Court Opinion

ID: 8754905
Source: CourtListenerOpinion
Date Created: 2022-11-26 11:42:28.769103+00
Date Added: 2024-06-11T17:01:11.411179
License: Public Domain

SOBELOFF, Circuit Judge
(concurring) :
In joining my brethren in the disposition of this case I wish to add a brief statement of my reasons.
Whether the ritual of an oath or affirmation of loyalty, with or without sanctions for perjury, is a wise or effective means to the unquestionably legitimate end of protecting the state against subversion is not the issue before us.

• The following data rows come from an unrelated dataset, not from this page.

PR #414, opened 2026-08-03
fix(dashboard): enable rollback for success-mapped deployment rows

### LINKED ISSUE #410: Rollback action permanently disabled on every deployment — status string mismatch ("ready" vs "success")
## Summary

On a self-hosted instance (v0.5.0, "you're on the latest version" per Settings → Instance), the **Rollback** action ("Reverter para esta versão" in the pt locale) is permanently disabled/greyed-out on **every** deployment in a project's history — including old, non-active releases that show the "Snapshotted" chip (so a retained artifact clearly exists) and have a real commit hash.

## Environment

- Self-hosted, Docker deploy mode
- Version: **0.5.0** (Settings → Instance reports "Você está na versão mais recente · Atual: 0.5.0")
- Project type: Docker Compose, 3 services (app + postgres + postgres-exporter)
- Deploys are triggered via a project-level **incoming webhook** (Settings → Webhooks, `actionType: "deploy"`) called from an external CI pipeline (GitHub Actions `curl -X POST .../api/webhooks/incoming/:id`), not via the native GitHub App push integration (that integration is intentionally left "Desligado"/off in this project so deploys only fire after the CI pipeline's own gates pass).

## Steps to reproduce

1. Deploy a project via the project's incoming deploy webhook (`POST /api/webhooks/incoming/:id`, `actionType: "deploy"`) a few times, so the Deployments list has several "Implantada"/"Deployed" rows with the "Snapshotted" chip on the non-active ones.
2. Open **Deployments** for the project.
3. Click the **⋮** menu on any row that is *not* the currently active version (e.g. a "v8" row while "v9" is active).
4. Observe **"Reverter para esta versão" / "Rollback"** is disabled (greyed out), regardless of which older version is picked.

## Expected

Per `apps/api/src/modules/deployments/rollback/PENDING.md`'s "Shipped" section and the 0.4.9 changelog entry ("Roll back any release, on every project ... available on every successful release"), Rollback should be enabled on any non-active, non-in-flight deployment that has either a retained artifact or a known commit.

## Actual

Rollback stays disabled on every single row in the project's history, even ones clearly showing the "Snapshotted" (retained-artifact) chip.

## Root cause (best guess from reading the source)

Three places disagree about what a deployment's *display* status is called, and the rollback button's eligibility check ends up checking a value the list never actually sends:

- **Where the DB status is written** — `apps/api/src/modules/deployments/deployment-lifecycle.ts`, `onSuccess()`, sets `status: "ready"` (line ~434). The schema doc-comment in `packages/db/src/schema/deployment.ts` also lists `ready` as the terminal-success value.
- **Where the list renders the green "Deployed" badge** — `apps/dashboard/src/app/(dashboard)/deployments/components/DeploymentCard.tsx` (`statusLabelMap`) and `apps/dashboard/src/app/(dashboard)/deployments/utils.ts` (`getStatusConfig`) both key off **`"success"`**, not `"ready"`. Neither has a `case "ready"` — anything not in the map falls back to the "Pending" label. Since these projects' rows *do* render as "Implantada"/"Deployed" (not "Pending"), the value actually reaching the frontend for a finished deploy must be `"success"`.
- **Where the rollback button decides if it's clickable** — `apps/dashboard/src/app/(dashboard)/deployments/components/DeploymentMenu.tsx`:
  ```ts
  const canRollback =
    (deployment.status === "ready" || deployment.status === "partial_failure") &&
    !deployment.isActive &&
    !isInFlight &&
    (!!deployment.artifactRetainedAt || hasCommit);
  ```
  This checks for `"ready"` — which, per the above, the list payload apparently never actually contains for a finished deploy (it's `"success"` there). So `canRollback` can never be true for a normally-completed deployment, no matter how old, snapshotted, or eligible it is.

Whether the "correct" fix is teaching `DeploymentMenu` to also accept `"success"`, or making the list stop presenting `"success"` and have `DeploymentCard`/`utils.ts` handle `"ready"` instead, is a call for whoever owns the canonical status vocabulary — I didn't chase down the exact place `"ready"` becomes `"success"` on the wire (likely the "orchestrator-aware listing endpoint" `DeploymentCard.tsx` refers to in its comments, which I didn't locate).

## Workaround confirmed

The server-side `rollbackDeployment()` / `previewRestore()` (`apps/api/src/modules/deployments/deployment.service.ts`) have **no `status` gate at all** — they only require a retained artifact or known commit via `resolveRestorePlan`. Calling `POST /api/deployments/:id/rollback` directly (CLI `openship deployment rollback <id>` or a raw authenticated request) works fine and bypasses the frontend's disabled button entirely. So this is a dashboard-only bug, not a broken capability.

Happy to attach screenshots of the disabled menu and the Instance/version screen if useful — didn't include them here since they show a private repo/project name.

santhiprakash:
Fixes #410

## Problem

On the deployments list, finished deploys show status `success` because `mapRowToDeployment` normalizes the API's terminal `ready` value for display/filtering. `DeploymentMenu` only enabled Rollback and Pin when `deployment.status === "ready"`, so `canRollback` was always false for normally completed deployments — even when the row showed the Snapshotted chip and had a retained artifact or commit SHA.

## Triage / Root cause

- API persists `ready` (`deployment-lifecycle.ts`).
- List mapping converts `ready → success` in `apps/dashboard/src/app/(dashboard)/deployments/utils.ts`.
- Rollback/pin gating in `DeploymentMenu.tsx` still checked only for `ready`.

## Fix

- Add `isDeploymentRollbackEligible()` beside the status map in `utils.ts`, accepting `ready`, `success`, and `partial_failure`.
- Use it for rollback enablement and pin visibility in `DeploymentMenu.tsx`.

## Verification

```bash
bun run --cwd apps/dashboard test src/utils/project-status.test.ts
```

11 tests passed, including new coverage that a `ready` API row mapped to `success` is rollback-eligible.

## Notes / Risks

- Dashboard-only change; server-side `rollbackDeployment()` was already ungated.
- No behavior change for in-flight or failed rows.

### DIFF
--- a/apps/dashboard/src/app/(dashboard)/deployments/components/DeploymentMenu.tsx
+++ b/apps/dashboard/src/app/(dashboard)/deployments/components/DeploymentMenu.tsx
@@ -14,6 +14,7 @@ import {
 import { generateIcon } from "@/utils/icons";
 import { deployApi, getApiErrorMessage } from "@/lib/api";
 import { useI18n, interpolate } from "@/components/i18n-provider";
+import { isDeploymentRollbackEligible } from "../utils";
 
 interface Deployment {
   id: string;
@@ -77,7 +78,7 @@ export const DeploymentMenu: React.FC<DeploymentMenuProps> = ({
   // "Redeploy this commit" fallback is gone: it was the same operation behind a
   // second label.
   const canRollback =
-    (deployment.status === "ready" || deployment.status === "partial_failure") &&
+    isDeploymentRollbackEligible(deployment.status) &&
     !deployment.isActive &&
     !isInFlight &&
     (!!deployment.artifactRetainedAt || hasCommit);
@@ -261,7 +262,7 @@ export const DeploymentMenu: React.FC<DeploymentMenuProps> = ({
 
           {/* Pin / Unpin — toggles the artifact's exemption from
               retention prune. Available for any ready deployment. */}
-          {!isInFlight && deployment.status === "ready" && (
+          {!isInFlight && isDeploymentRollbackEligible(deployment.status) && (
             <button
               onClick={handleTogglePin}
               disabled={!deployment.pinned && !deployment.artifactRetainedAt}
--- a/apps/dashboard/src/app/(dashboard)/deployments/utils.ts
+++ b/apps/dashboard/src/app/(dashboard)/deployments/utils.ts
@@ -1,6 +1,13 @@
 import type { Deployment } from "./types";
 import type { Dictionary } from "@/i18n";
 
+/** Terminal success statuses eligible for rollback/pin in the dashboard.
+ *  The API persists `ready`, but `mapRowToDeployment` normalizes that to
+ *  `success` for list rendering — menu gating must accept both shapes. */
+export function isDeploymentRollbackEligible(status: string): boolean {
+  return status === "ready" || status === "success" || status === "partial_failure";
+}
+
 export const mapRowToDeployment = (row: any): Deployment => {
   const statusMap: Record<string, Deployment["status"]> = {
     ready: "success",
--- a/apps/dashboard/src/utils/project-status.test.ts
+++ b/apps/dashboard/src/utils/project-status.test.ts
@@ -5,6 +5,8 @@ import {
   calculateDeploymentStats,
   filterDeployments,
   getStatusConfig,
+  isDeploymentRollbackEligible,
+  mapRowToDeployment,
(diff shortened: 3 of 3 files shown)


santhiprakash:
Closing — upstream main now types DeploymentMenu rows from the shared list type and gates rollback on deployment.isActive (see the vocabulary-drift comment in apps/dashboard/src/app/(dashboard)/deployments/components/DeploymentMenu.tsx), which is the fix this PR carried for #410.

The question is the legality of the particular requirement demanded of the plaintiff, not its desirability.
I am inclined to agree with the plaintiff that the prescribed oath or statement is not to be judged in isolation, but in conjunction with the statute, for in the absence of a statute, there would be no authority for demanding any statement “under penalty of perjury.” If it were not for Gerende v. Board of Supervisors, 341 U.S. 56, 71 S.Ct. 565 (1951), I would not lightly dismiss the plaintiff’s argument that the reference to Article 85A, with its language about “subversive persons” and “subversive organizations,” has a material bearing on the question before us, even though the oath itself does not expressly embody these terms. But the question comes to us freighted with a history, and the role of the statute in respect to the oath has been authoritatively interpreted.
In Gerende the Court upheld an oath which was in terms more comprehensive than the one before us. The Court embraced what it regarded as a restrictive interpretation of the Ober Law by the Maryland Court of Appeals, and upon that premise, and upon the condition that the Attorney General would advise the state authorities to accept as sufficient an affidavit in the narrow terms stipulated by the court, sustained the statute and the affidavit pursuant thereto. Whatever we might otherwise have thought, the Supreme Court has authoritatively decided that the broader language of the statute, which concededly would make it invalid, see Baggett v. Bullitt, 377 U.S. 360, 84 S.Ct. 1316 (1964), is not controlling, but the less comprehensive language of the oath, as directed by the Attorney General, governs.
The plaintiff maintains first that the Supreme Court was mistaken in its analysis of the decision of the Maryland Court of Appeals in Shub v. Simpson, 196 Md. 177, 76 A.2d 332 (1950), and he further points to the logic employed in the later holdings in Baggett v. Bullitt, supra, and Elfbrandt v. Russell, 384 U.S. 11, 86 S.Ct. 1238 (1966), in support of his thesis that the Court must sooner or later disavow Gerende.
I acknowledge the force of the plaintiff’s arguments as to the doubts concerning the present status of Gerende created by the recent decisions of the Supreme Court.1 It may well be that on renewed *598consideration the Supreme Court would today hold the statute and the oath, even as recently further modified by the Attorney General, too vague to meet constitutional standards. However, it is one thing for a lower court to project an estimate of the future course of Supreme Court decisions on a point not theretofore specifically ruled upon; it is quite another to assume that an earlier decision of the Supreme Court on the very question now pending before the inferior tribunal has been overruled sub silentio. Judicial discipline requires that such assumptions be not too freely made, especially when the Supreme Court seems to have been careful to avoid an outright overruling. If Gerende is ripe for final dispatch, the task is for the Supreme Court, not a subordinate court.
Thus, despite the doubts engendered by the course of subsequent adjudications, I think the contentions made by the plaintiff here are more properly addressed to the Supreme Court. I am obliged, therefore, to join in today’s order of dismissal rather than anticipate the abandonment of Gerende.

. Keyishian v. Board of Regents, 255 F. Supp. 981 (W.D.N.Y. Jan. 5, 1966), prob. juris, noted, 384 U.S. 998, 86 S.Ct. 1921 (1966), decided prior to the Supreme Court’s decision in Elfbrandt, may be distinguishable from the case at bar. There *598is no New York equivalent to the “loyalty pledge,” subject to penalties for perjury, that is before us today. Furthermore, as the three-judge district court emphasized, New York State, in requiring of a prospective employee the assurance that he has complied with the laws under attack in Keyishian, affords the applicant an opportunity to be heard, should he be in doubt as to the coverage of the statutes.